[Start of Attachment]
PR #164, opened 2023-06-05
Added RHEL vars for Redhat distros in CMake

ThomBern:
### Summarize your change.
Added the possibility to generate a variable in CMake (on Linux only) that stores the RHEL major release, to use in if statements in case of problems between distro versions.

When running rvbootstrap and rvbuild, some libraries would be 'non-existant', even though they did exist; the problem was in the library suffix which was different with what was needed (eg: .1.so instead of .so.1). This problem would cause the commands to constantly try to rebuild the 'missing' libraries, while there were no changes brought to the files.

Rocky 9.1
The problem occurred with libgc (in gc.cmake) and libcrypto (in openssl.cmake)
- gc.cmake
- openssl.cmake
Both cmake files now have an if statement to check their RHEL value, and change the suffix order accordingly.
- rv_targets.cmake


cmake/dependencies/gc.cmake
```diff
@@ -83,6 +83,20 @@ ELSEIF(RV_TARGET_LINUX)
   SET(_cord_lib
       ${_lib_dir}/${CMAKE_SHARED_LIBRARY_PREFIX}cord${CMAKE_SHARED_LIBRARY_SUFFIX}
   )
+  IF(RV_TARGET_IS_RHEL9)
```
geffrak, line 86: Can you do the other way around, and do this by default and the previous way for RHEL7?

geffrak (approved):

bernie-laberge (approved):

PR #934, opened 2025-09-30
Add Ruff linter and formatter

eloisebrosseau:
### Summarize your change.

Note that multiple files had too many issues that would need to manually be reviewed to follow best practices and pass Ruff linting rules. The idea here was not to fix everything but rather to add tools to make working on this project easier. For that reason, some rules were ignore in specific files in `ruff.toml` that is added in another PR. Since some of these files were added recently, we should to take the time to fix them properly and make sure the code is following Python's conventions.

This PR adds a `Lint and Format` step in our Github actions CI and Ruff as a `pre-commit` hook to lint and format our Python code. I also added some documentation on how to use these tool to contribute to the project when working on Python files.

The files to review are:

- [docs/build_system/config_common_build.md](https://github.com/AcademySoftwareFoundation/OpenRV/pull/934/commits/34b7e9d8444afa85ece243ea0cb1443bef690f18#diff-65b028884e1988b5969e57e20e487c25afe94b933b9df3e69a07f5953b15be23)
- [ruff.toml](https://github.com/AcademySoftwareFoundation/OpenRV/pull/934/commits/e8d09fbf31721e8f4e1c351bc451c2aa6d93cb81#diff-26f436cb29eecc7bb4f9066747b43df8da81ac808955ce95c109f5d7aa778989)
- [.github/workflows/ci.yml](https://github.com/AcademySoftwareFoundation/OpenRV/pull/934/commits/ba5ba30702862e35073775c982ee2203adf1a313#diff-b803fcb7f17ed9235f1e5cb1fcd2f5d3b2838429d4368ae4c57ce4436577f03f)

The project had a formatter but no linter. Ruff is a tool that can do exactly what Black was doing as a formatter while also being able to lint and fix the code following PEP8 at the same time. We were also not enforcing the use of a linter and a formatter for Python in our CI.

### DIFF
--- a/.github/workflows/ci.yml
+++ b/.github/workflows/ci.yml
@@ -49,8 +49,11 @@ jobs:
           python3 -m pip install --upgrade pip
           pip install ruff
       - name: Run Ruff check
+        # Check if all the files are linted correctly
+        # Output errors as inline annotations
         run: ruff check --output-format=github
       - name: Run Ruff format
+        # Check if all the files are formatted correctly
         run: ruff format --check
   rocky-linux:
     if : ${{ github.repository_owner == 'AcademySoftwareFoundation' }}
--- a/.github/workflows/ci.yml
+++ b/.github/workflows/ci.yml
@@ -35,6 +35,23 @@ env:
   WINDOWS_QT6_ARCHIVES: 'd3dcompiler_47 opengl32sw qtbase qtdeclarative qtsvg qttools qttranslations'
 
 jobs:
+  lint-format:
+    name: "Lint and Format"
+    runs-on: ubuntu-latest
+    steps:
+      - uses: actions/checkout@v4
+      - name: Install Python
+        uses: actions/setup-python@v5
+        with:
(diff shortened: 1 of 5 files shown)


.github/workflows/ci.yml
```diff
@@ -35,6 +35,23 @@ env:
...
+        with:
+          python-version: "3.11"
+      - name: Install dependencies
+        run: |
+          python3 -m pip install --upgrade pip
+          pip install ruff
+      - name: Run Ruff check
+        run: ruff check --output-format=github
+      - name: Run Ruff format
+        run: ruff format --check
```
cedrik-fuoco-adsk, line 57: Could you add a comments on what are the differences between these two command? Are they both just doing a check? @eloisebrosseau

eloisebrosseau: They are just doing a check, and failing the step if the check doesn't pass. I added comments, let me know if I should add more!

cedrik-fuoco-adsk (approved):

PR #935, opened 2025-09-30
Lint Python code with Ruff

eloisebrosseau:
### Summarize your change.

Run `ruff check --fix` on all Python files with the default linting rules.

Note that multiple files had too many issues that would need to manually be reviewed to follow best practices and pass Ruff linting rules. The idea here was not to fix everything but rather to add tools to make working on this project easier. For that reason, some rules were ignore in specific files in `ruff.toml` that is added in another PR. Since some of these files were added recently, we should to take the time to fix them properly and make sure the code is following Python's conventions.

The project had a formatter but no linter. Ruff is a tool that can do exactly what Black was doing as a formatter while also being able to lint and fix the code following PEP8 at the same time.

### DIFF
--- a/.pre-commit-config.yaml
+++ b/.pre-commit-config.yaml
@@ -4,11 +4,6 @@ repos:
     hooks:
       - id: cmake-format
 
-  - repo: https://github.com/psf/black
-    rev: 24.8.0
-    hooks:
-      - id: black
-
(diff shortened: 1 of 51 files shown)


bernie-laberge (approved):
LGTM

PR #936, opened 2025-09-30
Format Python code with Ruff

eloisebrosseau:
### Summarize your change.

Run `ruff format` on all Python files with the default formatting rules.

The formatting was done following the default rules but the line length was increased to 120 in `ruff.toml` that is added in another PR.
[End of Attachment]
## Directions
Set down all of the entries exactly, please.

## Solution
PR #164, opened 2023-06-05
Added RHEL vars for Redhat distros in CMake

ThomBern:
### Summarize your change.
Added the possibility to generate a variable in CMake (on Linux only) that stores the RHEL major release, to use in if statements in case of problems between distro versions.

When running rvbootstrap and rvbuild, some libraries would be 'non-existant', even though they did exist; the problem was in the library suffix which was different with what was needed (eg: .1.so instead of .so.1). This problem would cause the commands to constantly try to rebuild the 'missing' libraries, while there were no changes brought to the files.

Rocky 9.1
The problem occurred with libgc (in gc.cmake) and libcrypto (in openssl.cmake)
- gc.cmake
- openssl.cmake
Both cmake files now have an if statement to check their RHEL value, and change the suffix order accordingly.
- rv_targets.cmake


cmake/dependencies/gc.cmake
```diff
@@ -83,6 +83,20 @@ ELSEIF(RV_TARGET_LINUX)
   SET(_cord_lib
       ${_lib_dir}/${CMAKE_SHARED_LIBRARY_PREFIX}cord${CMAKE_SHARED_LIBRARY_SUFFIX}
   )
+  IF(RV_TARGET_IS_RHEL9)
```
geffrak, line 86: Can you do the other way around, and do this by default and the previous way for RHEL7?

geffrak (approved):

bernie-laberge (approved):

PR #934, opened 2025-09-30
Add Ruff linter and formatter

eloisebrosseau:
### Summarize your change.

Note that multiple files had too many issues that would need to manually be reviewed to follow best practices and pass Ruff linting rules. The idea here was not to fix everything but rather to add tools to make working on this project easier. For that reason, some rules were ignore in specific files in `ruff.toml` that is added in another PR. Since some of these files were added recently, we should to take the time to fix them properly and make sure the code is following Python's conventions.

This PR adds a `Lint and Format` step in our Github actions CI and Ruff as a `pre-commit` hook to lint and format our Python code. I also added some documentation on how to use these tool to contribute to the project when working on Python files.

The files to review are:

- [docs/build_system/config_common_build.md](https://github.com/AcademySoftwareFoundation/OpenRV/pull/934/commits/34b7e9d8444afa85ece243ea0cb1443bef690f18#diff-65b028884e1988b5969e57e20e487c25afe94b933b9df3e69a07f5953b15be23)
- [ruff.toml](https://github.com/AcademySoftwareFoundation/OpenRV/pull/934/commits/e8d09fbf31721e8f4e1c351bc451c2aa6d93cb81#diff-26f436cb29eecc7bb4f9066747b43df8da81ac808955ce95c109f5d7aa778989)
- [.github/workflows/ci.yml](https://github.com/AcademySoftwareFoundation/OpenRV/pull/934/commits/ba5ba30702862e35073775c982ee2203adf1a313#diff-b803fcb7f17ed9235f1e5cb1fcd2f5d3b2838429d4368ae4c57ce4436577f03f)

The project had a formatter but no linter. Ruff is a tool that can do exactly what Black was doing as a formatter while also being able to lint and fix the code following PEP8 at the same time. We were also not enforcing the use of a linter and a formatter for Python in our CI.

### DIFF
--- a/.github/workflows/ci.yml
+++ b/.github/workflows/ci.yml
@@ -49,8 +49,11 @@ jobs:
           python3 -m pip install --upgrade pip
           pip install ruff
       - name: Run Ruff check
+        # Check if all the files are linted correctly
+        # Output errors as inline annotations
         run: ruff check --output-format=github
       - name: Run Ruff format
+        # Check if all the files are formatted correctly
         run: ruff format --check
   rocky-linux:
     if : ${{ github.repository_owner == 'AcademySoftwareFoundation' }}
--- a/.github/workflows/ci.yml
+++ b/.github/workflows/ci.yml
@@ -35,6 +35,23 @@ env:
   WINDOWS_QT6_ARCHIVES: 'd3dcompiler_47 opengl32sw qtbase qtdeclarative qtsvg qttools qttranslations'
 
 jobs:
+  lint-format:
+    name: "Lint and Format"
+    runs-on: ubuntu-latest
+    steps:
+      - uses: actions/checkout@v4
+      - name: Install Python
+        uses: actions/setup-python@v5
+        with:
(diff shortened: 1 of 5 files shown)


.github/workflows/ci.yml
```diff
@@ -35,6 +35,23 @@ env:
...
+        with:
+          python-version: "3.11"
+      - name: Install dependencies
+        run: |
+          python3 -m pip install --upgrade pip
+          pip install ruff
+      - name: Run Ruff check
+        run: ruff check --output-format=github
+      - name: Run Ruff format
+        run: ruff format --check
```
cedrik-fuoco-adsk, line 57: Could you add a comments on what are the differences between these two command? Are they both just doing a check? @eloisebrosseau

eloisebrosseau: They are just doing a check, and failing the step if the check doesn't pass. I added comments, let me know if I should add more!

cedrik-fuoco-adsk (approved):

PR #935, opened 2025-09-30
Lint Python code with Ruff

eloisebrosseau:
### Summarize your change.

Run `ruff check --fix` on all Python files with the default linting rules.

Note that multiple files had too many issues that would need to manually be reviewed to follow best practices and pass Ruff linting rules. The idea here was not to fix everything but rather to add tools to make working on this project easier. For that reason, some rules were ignore in specific files in `ruff.toml` that is added in another PR. Since some of these files were added recently, we should to take the time to fix them properly and make sure the code is following Python's conventions.

The project had a formatter but no linter. Ruff is a tool that can do exactly what Black was doing as a formatter while also being able to lint and fix the code following PEP8 at the same time.

### DIFF
--- a/.pre-commit-config.yaml
+++ b/.pre-commit-config.yaml
@@ -4,11 +4,6 @@ repos:
     hooks:
       - id: cmake-format
 
-  - repo: https://github.com/psf/black
-    rev: 24.8.0
-    hooks:
-      - id: black
-
(diff shortened: 1 of 51 files shown)


bernie-laberge (approved):
LGTM

PR #936, opened 2025-09-30
Format Python code with Ruff

eloisebrosseau:
### Summarize your change.

Run `ruff format` on all Python files with the default formatting rules.

The formatting was done following the default rules but the line length was increased to 120 in `ruff.toml` that is added in another PR.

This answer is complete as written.